Systems Biology of Plasmodium falciparum: Building and Exploring Network Models

恶性疟原虫的系统生物学：构建和探索网络模型

• 批准号: 8131721
• 负责人: YUFENG WANG
• 金额: $ 23.81万
• 依托单位: UNIVERSITY OF TEXAS SAN ANTONIO
• 依托单位国家: 美国
• 财政年份: 2007
• 资助国家: 美国
• 起止时间: 2007-09-01 至 2013-08-31
• 项目状态: 已结题
• 来源: https://reporter.nih.gov/project-details/8131721
• 关键词: Animal Model; Antimalarials; Area; Artificial Intelligence; Beryllium; Bioinformatics; Biological; Biology; Cell Cycle Regulation; Cell physiology; Chromosome Mapping; Complex; Data; Data Set; Development; Digestion; Discipline; Drug resistance; Electrical Engineering; Elements; Engineering; Family; Gene Family; Gene Proteins; Genes; Genomics; Growth; Harvest; Hemoglobin; Imagery; Immune; Infection; Intervention; Life Cycle Stages; Location; Malaria; Maps; Mediating; Methods; Modeling; Morbidity - disease rate; Open Reading Frames; Parasites; Pattern; Peptide Hydrolases; Pharmaceutical Preparations; Phenotype; Plant Roots; Plasmodium; Plasmodium falciparum; Prevalence; Process; Property; Proteins; Proteomics; Research; Research Personnel; Resistance; Role; Rupture; Signal Transduction; Specialist; Staging; Statistical Models; System; Systems Biology; Techniques; Testing; Therapeutic; Transcription Factor 3; Vaccines; Work; base; biological systems; comparative genomics; computerized data processing; cost effective; data integration; data mining; design; driving force; experience; functional genomics; insight; member; mortality; network models; novel; pressure; programs; prototype; quantum; research study; response; stem; theories; trafficking; transcription factor; transcriptomics

DESCRIPTION (provided by applicant): There is an urgent need for novel anti-malaria interventions, due to the growing resistance of Plasmodium parasites to available drugs.

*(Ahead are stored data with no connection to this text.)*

PR #1060, opened 2024-12-04
Add ability to pass options to SciPy minimizers

lvarriano:
The various SciPy minimizers have different options that can be adjusted to change and improve performance. Presently, the iminuit API does not allow passing options to these minimizers, which limits their usefulness for some minimization problems (specifically mine). I added a parameter to minuit.scipy() to allow passing options to scipy.optimize.minimize(). It keeps the existing default options that were being passed and allows for these defaults to be overwritten by the user.

### DIFF
--- a/src/iminuit/minuit.py
+++ b/src/iminuit/minuit.py
@@ -987,7 +987,7 @@ class Minuit:
         hess: Any = None,
         hessp: Any = None,
         constraints: Iterable = None,
-        options: Dict[str, ...] = {},
+        options: Dict[str, Any] = {},
     ) -> "Minuit":
         """
         Minimize with SciPy algorithms.
--- a/src/iminuit/minuit.py
+++ b/src/iminuit/minuit.py
@@ -1034,10 +1034,10 @@ class Minuit:
         the tolerance :attr:`tol` has no effect on SciPy minimizers.
 
         You can specify convergence tolerance and other options for the SciPy minimizers
-        through the `options` parameter. Note that providing the SciPy options 
-        `"maxiter"`, `"maxfev"`, and/or `"maxfun"` (depending on the minimizer) takes 
-        precedence over providing a value for `ncall`. If you want to explicitly control 
-        the number of iterations or function evaluations for a particular SciPy minimizer, 
+        through the `options` parameter. Note that providing the SciPy options
+        `"maxiter"`, `"maxfev"`, and/or `"maxfun"` (depending on the minimizer) takes
+        precedence over providing a value for `ncall`. If you want to explicitly control
+        the number of iterations or function evaluations for a particular SciPy minimizer,
         you should provide values for all of its relevant options.
         """
         try:
--- a/src/iminuit/minuit.py
+++ b/src/iminuit/minuit.py
@@ -987,6 +987,7 @@ class Minuit:
         hess: Any = None,
         hessp: Any = None,
         constraints: Iterable = None,
+        options: Dict[str, ...] = {},
     ) -> "Minuit":
         """
         Minimize with SciPy algorithms.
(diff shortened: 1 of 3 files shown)


src/iminuit/minuit.py
```diff
@@ -1027,6 +1032,9 @@ def scipy(
         criterion is evaluated only after the original algorithm already stopped. This
         means that usually SciPy minimizers will use more iterations than Migrad and
         the tolerance :attr:`tol` has no effect on SciPy minimizers.
+
+        You can specify convergance tolerance and other options for the SciPy minimizers
```
HDembinski, line 1036:
```suggestion
        You can specify convergence tolerance and other options for the SciPy minimizers
```

src/iminuit/minuit.py
```diff
@@ -1224,18 +1235,29 @@ def __call__(self, par, v):
...
+                del scipy_options["maxiter"]
 
         if method in ("L-BFGS-B", "TNC"):
-            options["maxfun"] = ncall
-            del options["maxiter"]
+            if "maxfun" not in options:
+                scipy_options["maxfun"] = ncall
+
+            if "maxiter" not in options:
+                del scipy_options["maxiter"]
```
HDembinski, line 1260: Are these changes an improvement? I think it makes more sense to uniformly set a stopping criterion with ncall. I don't see how overriding this feature with option is helpful.

src/iminuit/minuit.py
```diff
@@ -987,6 +987,7 @@ def scipy(
         hess: Any = None,
         hessp: Any = None,
         constraints: Iterable = None,
+        options: Dict[str, Any] = {},
```
HDembinski, line 990:
```suggestion
        options: Optional[Dict[str, Any]] = None,
```

tests/test_scipy.py
```diff
@@ -231,6 +231,12 @@ def test_bad_constraint():
         m.scipy(constraints=[{}])
 
 
+def test_bad_options():
+    m = Minuit(fcn, a=1, b=2)
+    with pytest.raises(ValueError):
+        m.scipy(options=[])
+
+
```
HDembinski, line 239: Would be nice to also have a test cases that shows the benefit of setting options.

HDembinski:
Thanks, I am happy to include this patch, after some refinement.

src/iminuit/minuit.py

The long-term objective of our research is to identify potential drug or vaccine targets using an efficient and cost-effective data-mining approach. This proposed study is aimed at the identification of biological networks as the first step toward a systems-level understanding of parasite biology. Compared to functional genomics, which requires a priori information about the identity or function of targets, a systems-level understanding of parasite biology will allow us to identify targets based on their key roles in networks. Specific aim 1 focuses on the harvest of data relevant to three gene families: the proteases, transporters, and transcription factors that are essential components in cellular networks for parasite growth and infection. Our project will encompass genomic data, expression data, and data derived from other high throughput experiments and bioinformatic and statistical analyses. Specific aim 2 focuses on the integration and encapsulation of these data in the form of network models. The models will be inferred using probabilistic graphical methods drawn from the field of engineering. Specific aim 3 focuses on the exploration of these models, particularly in the light of data from wet lab gene mapping and drug resistance experiments. Our "biological maps" will enable the visualization of evolutionary forces driving changes in the parasite's phenotype and should allow us to identify network design weaknesses in the parasite--potential vulnerabilities that could result in new malarial control strategies.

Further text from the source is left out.